Source code for pds4_tools.reader.read_label

from __future__ import absolute_import
from __future__ import division
from __future__ import print_function
from __future__ import unicode_literals

import xml.etree.ElementTree as ET
from xml.parsers.expat import ExpatError

from ..utils import compat
from ..utils.constants import PDS4_NAMESPACES
from ..utils.logging import logger_init

from ..extern import six

# Initialize the logger
logger = logger_init()

#################################



[docs]
def read_label(filename, strip_extra_whitespace=True, enforce_default_prefixes=False,
               include_namespace_map=False, decode_py2=False):

    """ Reads a PDS4 XML Label into an ``ElementTree`` Element object.

        Parameters
        ----------
        filename : str or unicode
            The filename, including the path, of the XML label.
        strip_extra_whitespace : bool, optional
            If True, then for element text and attribute values, it collapses
            contiguous whitespaces (including space, tab and newlines) into a
            single space, and removes leading and trailing whitespace altogether.
            However, this only done if the value has a single line with
            non-whitespace characters.
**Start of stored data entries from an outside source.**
PR #938, opened 2023-05-24
[Core] Add optional `configPath` argument to `defaultManagerForInterface`

### LINKED ISSUE #937: Allow custom config path in `defaultManagerForInterface`
## What

Allow a host to specify the TOML file used when constructing the default manager via `ManagerFactory`

## Why

There are many scenarios where end-users do not have ready means of configuring the process environment (eg: double-clicking on an icon), and a host may way to provide alternate means of determining the path to the default config file.

## Acceptance Criteria

- `deafultManagerForInterface(configPath, hostInterface, managerImplementationFactory, logger)`
  - The host supplies the path to the toml file
  - The supplied file is missing (or path is empty), then a `runtime_error` is raised.
  - Logging is otherwise as-per the existing implementation.

feltech:
## Description

Closes #937.

Add a new overload of `defaultManagerForInterface` that uses a `configPath` argument, rather than an environment variable, to determine the location of the TOML config file.

### DIFF
--- a/src/openassetio-core/include/openassetio/hostApi/ManagerFactory.hpp
+++ b/src/openassetio-core/include/openassetio/hostApi/ManagerFactory.hpp
@@ -3,6 +3,7 @@
 #pragma once
 
 #include <memory>
+#include <string_view>
 #include <unordered_map>
 #include <vector>
 
@@ -183,24 +184,16 @@ class OPENASSETIO_CORE_EXPORT ManagerFactory final {
    * the TOML configuration file referenced by the
    * @ref default_config_var.
    *
-   * This allows deployments to centralize OpenAssetIO manager settings,
-   * and for hosts to instantiate this manager without the need for their
-   * own settings and persistence mechanism.
-   *
    * @note This mechanism should be the default approach for a host to
-   * initialize the API. Extended functionality to override this configuration
-   * can optionally be provided, but the ability to use the shared, default
-   * configuration is always required.
+   * initialize the API. Extended functionality to override this
+   * configuration can optionally be provided, but the ability to use
+   * the shared, default configuration is always required.
    *
-   * The referenced TOML file should have the following structure.
-   *
-   * @code{.toml}
-   * [manager]
-   * identifier = "some.identifier"
-   *
-   * [manager.settings]  # Optional
-   * some_setting = "value"
-   * @endcode
+   * @see @ref defaultManagerForInterface(std::string_view, <!--
+   * -->const HostInterfacePtr&,<!--
+   * -->const ManagerImplementationFactoryInterfacePtr&,<!--
+   * -->const log::LoggerInterfacePtr&) "Alternative direct signature"
+   * for more details.
    *
    * @envvar **OPENASSETIO_DEFAULT_CONFIG** *str* The path to a
    * TOML file containing configuration information for the default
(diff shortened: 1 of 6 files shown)


src/openassetio-core/include/openassetio/hostApi/ManagerFactory.hpp
```diff
@@ -219,6 +220,55 @@ class OPENASSETIO_CORE_EXPORT ManagerFactory final {
...
+   * the given TOML configuration file.
+   *
+   * This allows deployments to centralize OpenAssetIO manager settings,
+   * and for hosts to instantiate this manager without the need for
+   * their own settings and persistence mechanism.
+   *
+   * @note This mechanism should be the default approach for a host to
+   * initialize the API. Extended functionality to override this
+   * configuration can optionally be provided, but the ability to use
+   * the shared, default configuration is always required.
```
foundrytom, line 234: [fix] Be good to remove this from this overload - as the intention of the env var one being the default  mechanism means that no additional configuration is required in supported applications. As this requires an explicit path, that may well be different between tools, it creates more potential for divergence/tool-specific setup.

Can we also de-dupe the formatting info, remove it from the env var one, and replace with a reference to this, otherwise I recon we'll end up with it being out of sync over time.

src/openassetio-core/src/hostApi/ManagerFactory.cpp
```diff
@@ -91,6 +91,14 @@ ManagerPtr ManagerFactory::defaultManagerForInterface(
...
   }
 
+  return defaultManagerForInterface(configPath, hostInterface, managerImplementationFactory,
+                                    logger);
+}
+
+ManagerPtr ManagerFactory::defaultManagerForInterface(
+    const std::string_view configPath, const HostInterfacePtr& hostInterface,
+    const ManagerImplementationFactoryInterfacePtr& managerImplementationFactory,
+    const log::LoggerInterfacePtr& logger) {
```
foundrytom, line 101: [fix] Can't anchor a comment below, but we need to remove:

```
    msg += "' [" + kDefaultManagerConfigEnvVarName + "]";
```
As its no longer always from the env var. Maybe add something to the env var method to indicate that it was used?

foundrytom (changes requested):
Need to give it a proper test, but in the interim

src/openassetio-core/include/openassetio/hostApi/ManagerFactory.hpp
feltech: De-deuped and `@ref`'d in 36b139a2

src/openassetio-core/src/hostApi/ManagerFactory.cpp
feltech: Whoops. Fixed and tweaked the logging in 08f2b1f0

foundrytom:
Not sure when the overflow started, but raised this issue to fix how hard the docs for this class has become to read: https://github.com/OpenAssetIO/OpenAssetIO/issues/940 No need to fix here.

elliotcmorris (approved):
Sorry this took forever, i got distracted trying to solve local environment bumps when testing it.

src/openassetio-python/tests/package/hostApi/test_managerfactory.py
```diff
@@ -404,19 +478,33 @@ def resources_dir():
...
-    monkeypatch.setenv(ManagerFactory.kDefaultManagerConfigEnvVarName, __file__)
+def invalid_manager_config(monkeypatch, use_env_var_for_config_file):
+    toml_path = __file__
+    if use_env_var_for_config_file:
+        monkeypatch.setenv(ManagerFactory.kDefaultManagerConfigEnvVarName, toml_path)
+    return toml_path
+
+
+@pytest.fixture
+def use_env_var_for_config_file():
```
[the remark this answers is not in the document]
feltech: Good shout, appears to be unnecessary here, since we're always overriding it anyway in the actual tests.

src/openassetio-core/include/openassetio/hostApi/ManagerFactory.hpp
```diff
@@ -219,6 +212,50 @@ class OPENASSETIO_CORE_EXPORT ManagerFactory final {
...
+   * @code{.toml}
+   * [manager]
+   * identifier = "some.identifier"
+   *
+   * [manager.settings]  # Optional
+   * some_setting = "value"
+   * @endcode
+   *
+   * @param configPath Path to the TOML config file, compatible with
+   * `std::ifstream::open`. Relative paths resolve to a
```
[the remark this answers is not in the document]
feltech: Added in f5c9b06e

src/openassetio-python/tests/package/hostApi/test_managerfactory.py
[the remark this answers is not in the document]
feltech: Removed in 332ad0bf

foundrytom (approved):

PR #939, opened 2023-05-24
[Core] Add $config_dir config TOML interpolation

### LINKED ISSUE #804: Config-relative paths in `$OPENASSETIO_DEFAULT_CONFIG`
## What

Allow manager settings in the `$OPENASSETIO_DEFAULT_CONFIG` TOML file to reference other files relative to the path of the TOML file itself.

## Why
It is common in test scenarios to create [portable, self-contained manager states using BAL](https://github.com/OpenAssetIO/OpenAssetIO/tree/main/examples/host/simpleResolver). 

At the moment, this requires relative paths in the TOML file, and so becomes working directory sensitive. This makes it fragile.

As a user, I would like to be able to specify the config in such a way it is not sensitive to the cwd or absolute path.

## Acceptance Criteria

- When present in string-typed TOML values, the following strings are replaced with the the TOML file's directory path:
    - `${config_dir}`
    - `$config_dir`
- The substituted directory path should not contain a trailing `/`(or `\`).
- Docs update with note that only these vars are supported.

## Out of scope

Env var expansion my be useful, but is out of scope for this work, which solely aims to facilitate config relative configurations.

feltech:
## Description

Closes #804.

It is common in test scenarios to create portable, self-contained manager states using BAL.

At the moment, this requires relative paths in the TOML file, and so becomes working directory sensitive. This makes it fragile.

So add support for the substitution in TOML string values of `$config_dir` or `${config_dir}` tokens with the absolute directory to the TOML config file.

This is currently done in the most basic way possible, by direct string find-and-replace, rather than a more complete solution supporting e.g. environment variable interpolation. Such improvement is for future work if/when the need ever arises.

### DIFF
--- a/src/openassetio-core/src/hostApi/ManagerFactory.cpp
+++ b/src/openassetio-core/src/hostApi/ManagerFactory.cpp
@@ -2,6 +2,7 @@
 // Copyright 2022 The Foundry Visionmongers Ltd
 #include <cstdlib>
 #include <filesystem>
+#include <string_view>
 
 #include <toml++/toml.h>
 
@@ -15,6 +16,10 @@
 #include <openassetio/managerApi/ManagerInterface.hpp>
 #include <openassetio/typedefs.hpp>
 #include "openassetio/InfoDictionary.hpp"
+
+namespace {
+constexpr std::string_view kConfigDirVar = "${config_dir}";
+}  // namespace
 
 namespace openassetio {
 inline namespace OPENASSETIO_CORE_ABI_VERSION {
@@ -123,6 +128,20 @@ ManagerPtr ManagerFactory::defaultManagerForInterface(
 
   const std::string_view identifier = config["manager"]["identifier"].value_or("");
 
+  // Function to substitute ${config_dir} with the absolute,
+  // canonicalised directory of the TOML config file.
+  const auto substituteConfigDir =
+      [configDir =
+           std::filesystem::canonical(configPath).parent_path().string()](std::string str) {
+        // Adapted from https://en.cppreference.com/w/cpp/string/basic_string/replace
+        for (std::string::size_type pos{};
+             (pos = str.find(kConfigDirVar, pos)) != std::string::npos;
+             pos += configDir.length()) {
+          str.replace(pos, kConfigDirVar.length(), configDir);
+        }
+        return str;
+      };
+
   InfoDictionary settings;
   if (toml::table* settingsTable = config["manager"]["settings"].as_table()) {
     // It'd be nice to use settingsTable::for_each, a lambda and
@@ -135,7 +154,7 @@ ManagerPtr ManagerFactory::defaultManagerForInterface(
       } else if (val.is_floating_point()) {
         settings.insert({Str{key}, val.as_floating_point()->get()});
       } else if (val.is_string()) {
-        settings.insert({Str{key}, val.as_string()->get()});
+        settings.insert({Str{key}, substituteConfigDir(val.as_string()->get())});
       } else if (val.is_boolean()) {
         settings.insert({Str{key}, val.as_boolean()->get()});
       } else {
--- a/RELEASE_NOTES.md
+++ b/RELEASE_NOTES.md
@@ -11,6 +11,12 @@ v1.0.0-alpha.xx
   environment variable.
   [#937](https://github.com/OpenAssetIO/OpenAssetIO/issues/937)
 
+- Added support for `${config_dir}` interpolation within manager string
+  settings retrieved from the TOML config file used by
+  `defaultManagerForInterface`. This token expands to the absolute
+  directory of the TOML config file.
+  [#804](https://github.com/OpenAssetIO/OpenAssetIO/issues/804)
+
 v1.0.0-alpha.11
 ---------------
 
--- a/src/openassetio-core/include/openassetio/hostApi/ManagerFactory.hpp
+++ b/src/openassetio-core/include/openassetio/hostApi/ManagerFactory.hpp
@@ -195,6 +195,10 @@ class OPENASSETIO_CORE_EXPORT ManagerFactory final {
    * -->const log::LoggerInterfacePtr&) "Alternative direct signature"
    * for more details.
    *
+   * Any occurrences of `${config_dir}` within TOML string values will
+   * be substituted with the absolute path to the directory containing
+   * the TOML file, before being passed on to the manager settings.
+   *
    * @envvar **OPENASSETIO_DEFAULT_CONFIG** *str* The path to a
    * TOML file containing configuration information for the default
    * manager.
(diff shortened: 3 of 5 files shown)


foundrytom (approved):
Need to give it a proper test, but otherwise LGTM

src/openassetio-core/src/hostApi/ManagerFactory.cpp
```diff
@@ -109,6 +115,21 @@ ManagerPtr ManagerFactory::defaultManagerForInterface(
 
   const std::string_view identifier = config["manager"]["identifier"].value_or("");
 
+  // Function to substitute $config_dir or ${config_dir} with the
+  // absolute, canonicalised directory of the TOML config file.
+  const auto substituteConfigDir =
+      [configDir = std::filesystem::canonical(configPath).parent_path().string()](
+          std::string& str) -> std::string& {
```
elliotcmorris: [fix] As discussed offline, this by-ref return is actually a pessimisation, causing an additional copy.

I'd love to link the quick-bench benchmark i did on this, but as usual the online servers timeout on anything significant.
Therefore i'll put the test code below, as well as a screenshot of the result from my local instance.
<details>
  <summary>Test Comparisons</summary>
  
```cpp
#include <string>
#include <unordered_map>
#include <variant>

std::string& substituteConfigDirRef(std::string& str)
{
    return str;
}

std::string substituteConfigDirVal(std::string str)
{
  return str;
}


static void StringRefReturn(benchmark::State& state) {
  std::unordered_map<int, std::variant<bool, int, float, std::string>> infoDict;
  int counter = 0;
  std::string setting = "a string that isn't sso optimised";
  for (auto _ : state) {
    infoDict.insert({counter, substituteConfigDirRef(setting)});
    counter++;
    benchmark::DoNotOptimize(infoDict);
    benchmark::DoNotOptimize(substituteConfigDirRef);
  }
}
// Register the function as a benchmark
BENCHMARK(StringRefReturn);

static void StringRefReturnWithMove(benchmark::State& state) {
  std::unordered_map<int, std::variant<bool, int, float, std::string>> infoDict;
  int counter = 0;
  std::string setting = "a string that isn't sso optimised";
  for (auto _ : state) {
    infoDict.insert({counter, std::move(substituteConfigDirRef(setting))});
    counter++;
    benchmark::DoNotOptimize(infoDict);
    benchmark::DoNotOptimize(substituteConfigDirRef);
  }
}
// Register the function as a benchmark
BENCHMARK(StringRefReturnWithMove);

static void StringValueReturn(benchmark::State& state) {
  std::unordered_map<int, std::variant<bool, int, float, std::string>> infoDict;
  int counter = 0;
  std::string setting = "a string that isn't sso optimised";
  for (auto _ : state) {
    infoDict.insert({counter, substituteConfigDirVal(std::move(setting))});
    counter++;
    benchmark::DoNotOptimize(infoDict);
    benchmark::DoNotOptimize(substituteConfigDirVal);
  }
}
BENCHMARK(StringValueReturn);
```

</details>

image

feltech: Great find, tweaked in e465f308

elliotcmorris: :+1: 

(That .get() to r-value is super weird and uncomfortable, at a glance you'd think you were forgetting to move.)

src/openassetio-core/src/hostApi/ManagerFactory.cpp
```diff
@@ -16,6 +17,11 @@
 #include <openassetio/typedefs.hpp>
 #include "openassetio/InfoDictionary.hpp"
 
+namespace {
+constexpr std::string_view kConfigDirVarNonBraced = "$config_dir";
+constexpr std::string_view kConfigDirVarBraced = "${config_dir}";
```
elliotcmorris, line 22: [Consider] If it's as simple as just adding 2 more constexpr's, I'd argue for adding the capitalised versions of these too, it can be frustrating when you want to keep to your style and can't.

src/openassetio-core/src/hostApi/ManagerFactory.cpp
```diff
@@ -16,6 +17,11 @@
 #include <openassetio/typedefs.hpp>
 #include "openassetio/InfoDictionary.hpp"
 
+namespace {
+constexpr std::string_view kConfigDirVarNonBraced = "$config_dir";
```
elliotcmorris, line 21: [Consider] I wonder if having an unbraced version is wise with this simplistic approach. It's unlikely other folks will be running substitutions themselves over this file, as some sort of preprocessing step, and even more unlikely that they would be using a conflicting token, (like $config_director_file_path or something), but it's possible.

This is probably fine, just thought i'd mention.

elliotcmorris (approved):

src/openassetio-core/src/hostApi/ManagerFactory.cpp
feltech: I agree the prefix issue is real, and would require a more complete `find` to ensure the token is surrounded by a word boundary - probably at that point `std::regex` would be the way forward.

We did discuss the drawbacks of such a simple solution, with a view to fixing any issues only if/when someone cares enough.

To be fair, we didn't really consider the prefix issue, but it still seems like a very unlikely case.

I'm happy to look into to a more robust `std::regex` solution, though, if we think it's worthwhile?

foundrytom: > Don't follow what you mean with the bracing not being unique to us,

I may have misinterpreted that you were also concerned about the general use of other var expansion methods, as well as the prefix-collision issue

elliotcmorris: >concerned about the general use of other var expansion methods 

I was, but just in that it's a reason I could think of why folks might be putting `$token` formatted strings in this file.

> is it worth leaving the implementation as-is though

Emphatically yes, I regret mentioning this at all as I think it's just not worth the time of day we've given it.

foundrytom: Just to be on the safe side in terms of 'as is' I was thinking of keeping the implementation structure, just dropping the brace-less input (vs rewriting to be simpler). But thats probably code smell 🙃

feltech: Yeah I think we should get rid of the loop
```
for (const std::string_view& what : {kConfigDirVarNonBraced, kConfigDirVarBraced}) {
```
if there's only one element.

feltech: Remove support for `$config_var` in 6d1ac38b

feltech:
Rebased and squashed as e65bd2d4 - there were conflicts in the test module, in case anyone wants to double-check.

foundrytom (approved):

elliotcmorris (approved):

PR #942, opened 2023-05-25
Use ${config_dir} in simpleResolver test

### LINKED ISSUE #941: Update `simpleResolver` example to use `${config_dir}`
## What

Update the [config file](https://github.com/OpenAssetIO/OpenAssetIO/blob/main/examples/host/simpleResolver/bal_animals_openassetio_config.toml) included in the simpleResolver example to make use of `${config_dir}` as provided by #939.

## Why

It is frequently used as a reference, so this will help raise awareness.

feltech:
## Description

Closes #941. 

Dogfood the new `${config_dir}` substitution in the simpleResolver test example config file.

### DIFF
--- a/examples/host/simpleResolver/test_simpleResolver.py
+++ b/examples/host/simpleResolver/test_simpleResolver.py
@@ -23,9 +23,9 @@ import pathlib
 import pytest
 import sys
 
-
 from openassetio import BatchElementError
 from openassetio.hostApi import ManagerFactory
+
 
 # pylint: disable=no-self-use
 # pylint: disable=invalid-name,redefined-outer-name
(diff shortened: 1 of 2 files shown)


examples/host/simpleResolver/test_simpleResolver.py
```diff
@@ -95,7 +95,14 @@ def execute_cli(*args):
...
     # We explicitly don't want an exception to be raised.
     # pylint: disable=subprocess-run-check
-    return subprocess.run(all_args, capture_output=True, encoding="utf-8", cwd=this_file.parent)
+    return subprocess.run(
+        all_args,
+        capture_output=True,
+        encoding="utf-8",
+        # Deliberately not same directory as the library JSON file, so
+        # relies on ${config_dir} interpolation.
+        cwd=this_file.parent.parent,
```
foundrytom, line 104: [question] It's a long shot, but do we definitely want to make assumptions that we're still in a structure that has the `simpleResolver` dir?  Eg, if someone had copied the contents of `examples/host/simpleResolver` to `E:\`

foundrytom: Or actually, do we even need to set this, as I think in CI, this is running from the repo root?

feltech: Good idea, switched to tmpdir in bcd89b5f.  I think its worth explicitly setting, since we don't want to risk false negative failures, and it's good to be explicit that we're testing this.

foundrytom (approved):
👌 TVMFFTSAMAYLWTCID

elliotcmorris (approved):
LGTM :+1:

PR #949, opened 2023-05-31
Re-enable BAL integration tests on rrr feature branch

foundrytom:
Targets the BAL feature branch with callback support to re-instate BAL integration tests.

### DIFF
--- a/.github/workflows/integrations.yml
+++ b/.github/workflows/integrations.yml
@@ -66,13 +66,12 @@ jobs:
         with:
           repository: OpenAssetIO/OpenAssetIO-Manager-BAL
           path: external/BAL
+          ref: feature/relatedReferencesRefactor
 
-      # Disabled pending https://github.com/OpenAssetIO/OpenAssetIO-Manager-BAL/issues/34
-      #
-      # - name: Test BAL
-      #   run: |
-      #     python -m pip install ./external/BAL
-      #     python -m pytest -v external/BAL/tests
+      - name: Test BAL
+        run: |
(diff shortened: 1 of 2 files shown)


.github/workflows/integrations.yml
```diff
@@ -66,13 +66,12 @@ jobs:
         with:
           repository: OpenAssetIO/OpenAssetIO-Manager-BAL
           path: external/BAL
+          ref: feature/relatedReferencesRefactor
```
feltech, line 69: [consider] If I understand correctly, this `drop!` commit will not be dropped immediately, but will be dropped when the feature branch is merged to `main`?

In which case, when this commit is dropped, it will revert to disabling BAL tests.  

Shouldn't the commit be split into two, a normal commit to re-enable the tests, and a `drop!` commit to add the `ref:`?

feltech (approved):

.github/workflows/integrations.yml
foundrytom: Yeah - a great Q - I kind of left it as that to make sure we schemed on it. The one that disables CI is also a `drop!`.

feltech: The BAL integration test was disabled in f2947172, which isn't a drop! commit.

foundrytom:
Supersceeded by #951

.github/workflows/integrations.yml
foundrytom: Ahh yeah- sorry I thought it was - I might have combined it before after all

PR #285, opened 2016-01-27
[NEW FEATURE] add PB_ENUM_UPCASE option

nerdrew:
enum names are not required to be Capitalized, but ruby constants are.
Add option to UPCASE all enum names

This proto definition:

```
enum SillyEnum {
  foo = 1;
  BAR = 2;
  BAZ = 3;
}
```

Generates this code:

```
class SillyEnum < ::Protobuf::Enum
  define :foo, 1
  define :BAR, 2
  define :BAZ, 3
end
```

I get this error loading the generated code:

```
% pry -I. -r protobuf/deprecation -r silly_enum.pb
.../lib/protobuf/enum.rb:58:in `const_set': wrong constant name foo (NameError)
	from .../lib/protobuf/enum.rb:58:in `define'
```

Enabling `PB_ENUM_UPCASE` changes the generated code to:

```
class SillyEnum < ::Protobuf::Enum
  define :FOO, 1
  define :BAR, 2
  define :BAZ, 3
end
```

### DIFF
--- a/lib/protobuf/generators/enum_generator.rb
+++ b/lib/protobuf/generators/enum_generator.rb
@@ -32,6 +32,7 @@ module Protobuf
 
       def build_value(enum_value_descriptor)
         name = enum_value_descriptor.name
+        name.upcase! if ENV.key?('PB_UPCASE_ENUMS')
         number = enum_value_descriptor.number
         "define :#{name}, #{number}"
       end
--- a/spec/lib/protobuf/generators/enum_generator_spec.rb
+++ b/spec/lib/protobuf/generators/enum_generator_spec.rb
@@ -68,6 +68,15 @@ end
     it 'returns a string identifying the given enum value' do
       expect(subject.build_value(enum.value.first)).to eq("define :FOO, 1")
     end
+
+    context 'with PB_UPCASE_ENUMS set' do
+      before { allow(ENV).to receive(:key?).with('PB_UPCASE_ENUMS').and_return(true) }
+      let(:values) { [{ :name => 'boom', :number => 1 }] }
+
+      it 'returns a string with the given enum name in ALL CAPS' do
+        expect(subject.build_value(enum.value.first)).to eq("define :BOOM, 1")
+      end
+    end
   end
 
 end


lib/protobuf/generators/enum_generator.rb
```diff
@@ -32,6 +32,7 @@ def compile
 
       def build_value(enum_value_descriptor)
         name = enum_value_descriptor.name
+        name.upcase! if ENV.fetch('PB_ENUM_UPCASE', '') != ''
```
zachmargolis: what about `ENV['PB_ENUM_UPCASE'].present?` (activesupport is already a dependency of this gem, so we could just add `require 'activesupport/core_ext/object/blank'`)

zachmargolis:
Big fan of this. The only problem is that the string names would be different (ex if transporting these values over JSON), but this is the simplest way to get valid Ruby code

lib/protobuf/generators/enum_generator.rb
nerdrew: I'm going to switch it to `key?` to match the other usages

SalvatoreT:
:+1:

nerdrew:
Any comments on this?

nerdrew:
@embark @film42 How does this look?

embark:
:+1: I think I'm okay with the string/json problem -- 
1) this is an opt-in feature and 
2) if anyone using this gem relied on non-uppercase enums AND for some reason were passing protos around as json, the gem wouldn't be working for them right now anyway.

liveh2o:
We can certainly handle this as implemented here, but I'm wondering if this is really a problem that we should be handling by upcasing the values in the protobuf definition. I can't see anything in the docs that requires enum names to be uppercase, but every example I can find (even in the [generated code guide](https://developers.google.com/protocol-buffers/docs/reference/overview)) has enum names defined in uppercase.

What about adding an option that will bail during compilation if enums are not uppercased? That seems to fit with the current behavior where enums with overlapping names in the same namespace (i.e.

```
enum SillyEnum {
  FOO = 1;
  BAR = 2;
  BAZ = 3;
}

enum SillierEnum {
  FOO = 1;
  BAR = 2;
  BAZ = 3;
}
```

) will fail because enumerations within the same namespace must be uniq in C++. I'm thinking it would be something like `PB_REQUIRE_UPPERCASED_ENUMS=1`. Compiling with that option would require protobuf definitions to use uppercased enum names.

nerdrew:
Ya, agreed on enums *should* always be upcased, but we have tons of enums that are lowercase or CamelCase. Not sure why, but we can't change it now. We currently upcase all enum names in our fork of them gem.

lib/protobuf/generators/enum_generator.rb
```diff
@@ -32,6 +32,7 @@ def compile
 
       def build_value(enum_value_descriptor)
         name = enum_value_descriptor.name
+        name.upcase! if ENV.key?('PB_ENUM_UPCASE')
```
film42: Thank you! One change recommendation and I'll merge this. Can we change this from `PB_ENUM_UPCASE ` to `PB_UPCASE_ENUMS`? That way it fits with the language of `PB_IGNORE_DEPRECATIONS` and other env variables.

nerdrew: Renamed.

film42:
:shipit: :tada: :shipit: :tada: :shipit: :tada: :shipit: :tada: :shipit: :tada: :shipit: :tada: :shipit: :tada: :shipit:

film42:
I'll work on cutting a pre-release soon.

PR #286, opened 2016-02-01
only fetch value once on serialization and cache the varint encoding …

abrandoned:
…for most common cases (< 1024)

adding a cache of varint fields for any varint < 1024 for now (may make configurable in the future), runs it on load and uses the cached values instead of calculating

https://gist.github.com/abrandoned/044cf200037ff7885572

about 100% increase in encoding time of varints under jruby when varint is > 128; < 128 10%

Defaults to False.
        enforce_default_prefixes : bool, optional
            If True, strips the default namespace, and ensures that
            default PDS4 prefixes are used for known namespaces (PDS4_NAMESPACES).
            Defaults to False.
        include_namespace_map : bool, optional
            If True, changes method return to a tuple, where the first
            value is the label ElementTree object as usual and the second
            is a ``dict`` with keys being the namespace URIs and values being
            the namespace prefixes in this label. Defaults to False.
        decode_py2 : bool, optional
            If True, decodes UTF-8 byte strings (``str``) into ``unicode``
            strings in Python 2. Option is ignored in Python 3. Defaults to False.

        Returns
        -------
        ``ElementTree`` Element
            Root element for the read-in PDS4 label

    """

    # Read-in XML tree
    try:
        xml_tree = ET.iterparse(filename, events=('start-ns', 'end'))
    except IOError:
        raise IOError('Unable to locate or read label file: ' + filename)

    # Adjust XML tree
    try:

        namespace_map = {}

        for event, elem in xml_tree:

            # Add namespace to the namespace map
            if event == 'start-ns':

                if enforce_default_prefixes:

                    for prefix, uri in six.iteritems(PDS4_NAMESPACES):

                        # Ensure the PDS4 namespace is the default prefix
                        if elem[1] == PDS4_NAMESPACES['pds']:
                            elem = ('', elem[1])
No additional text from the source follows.